What is the name of the skill?

avatar-video-messages

Who is the author of the skill?

thewulf7

What does this skill do?

This skill allows the OpenClaw agent to send video messages using an AI avatar. The avatar speaks the message with lip-sync.

What tool does the skill provide?

/avatar_video_message

What parameters does the /avatar_video_message tool require?

message (string, required)

What environment variable is required for this skill?

HEYGEN_API_KEY

What API service does the skill use?

HeyGen

What does the /avatar_video_message tool return?

A publicly accessible URL to the generated video.

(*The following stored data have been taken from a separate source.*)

PR #1269, opened 2024-05-12
MISC: Modify the source code TS file mode to be a regular file

mctylr-gh:
Correct the file mode of Typescript source file from being 755 to 644

`src/Prestige.ts` was mode 755 (`-rwxr-xr-x`) rather than the regular / normal file mode 644 (`-rw-r--r--`)


d0sboots:
Once the tests pass and this merges, you can have the contributor flair if you want it. Edit: No change too small! :D

mctylr-gh:
Flair? Six pieces, sir.

PR #1270, opened 2024-05-12
IPVGO: Remove unneeded functions from boardState.ts

d0sboots:
There were some functions that duplicate builtins (`floor`, `ceil`) and a pair of conditions that can be collapsed into one, for better efficiency.

Tested that IPvGO still seems to work

@ficocelliguy if this looks good to you, I'll merge on my own authority.

### DIFF
--- a/src/Go/boardAnalysis/boardAnalysis.ts
+++ b/src/Go/boardAnalysis/boardAnalysis.ts
@@ -9,8 +9,7 @@ import {
   getBoardCopy,
   getEmptySpaces,
   getNewBoardState,
-  isDefined,
-  isNotNull,
+  isNotNullish,
   updateCaptures,
   updateChains,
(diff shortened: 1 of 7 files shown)


ficocelliguy:
I had implemented floor/ceil locally so it can't be edited by players to do pseudo-rng-manipulation, but if you don't think that's important I'm fine with this.

d0sboots:
Ah yes, prototype attacks are in the class of techniques that are "allowed exploits," in the sense that we don't try to protect against them. Such techniques can be used to break the rng in the casino, or set your stats to arbitrary values, and that's on you - you could also edit your save to achieve the same thing. 

One of the fun things about BB is that it forces you to define the line of what *you* consider cheating, much more so than other games which set the line themselves. XD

More similar skills to explore

achurch
An OpenClaw skill for church administration that handles member management, event scheduling, sermon retrieval, and donation processing. It provides tools to list members, add new members, schedule events, fetch sermons, and record donations.
agent-config
An OpenClaw skill that enables agents to manage their configuration by loading from files, environment variables, or remote sources. It supports retrieving, setting, and validating configuration values. The skill allows for hot-reloading of configurations.
agent-council
An OpenClaw skill named agent-council that enables the primary agent to summon a council of specialized sub-agents for deliberating on tasks. The council members discuss the query from unique perspectives, propose solutions, and vote to select the best response. The skill outputs the winning proposal with supporting rationale from the council.
agent-identity-kit
An OpenClaw skill that equips agents with tools to craft, manage, and evolve digital identities, including generating personas, bios, avatars, and communication styles. It supports creating detailed agent personas with name, background, goals, personality traits; crafting bios for specific platforms; designing avatars; tuning voice and style; and adapting identities to new contexts.
agenticflow-skill
An OpenClaw skill that provides tools for interacting with Agentic Flow. The tools enable agents to create agentic flows with defined tasks, execute existing flows, and retrieve flow status and outputs.
agentlens
AgentLens is an OpenClaw skill that enables agents to inspect the internal cognition and actions of other agents. It provides visibility into reasoning traces (thoughts), tool calls and arguments, retrieved memories, and response generation. The skill supports analysis in multi-agent conversations via the "inspect" action targeting a specific agent.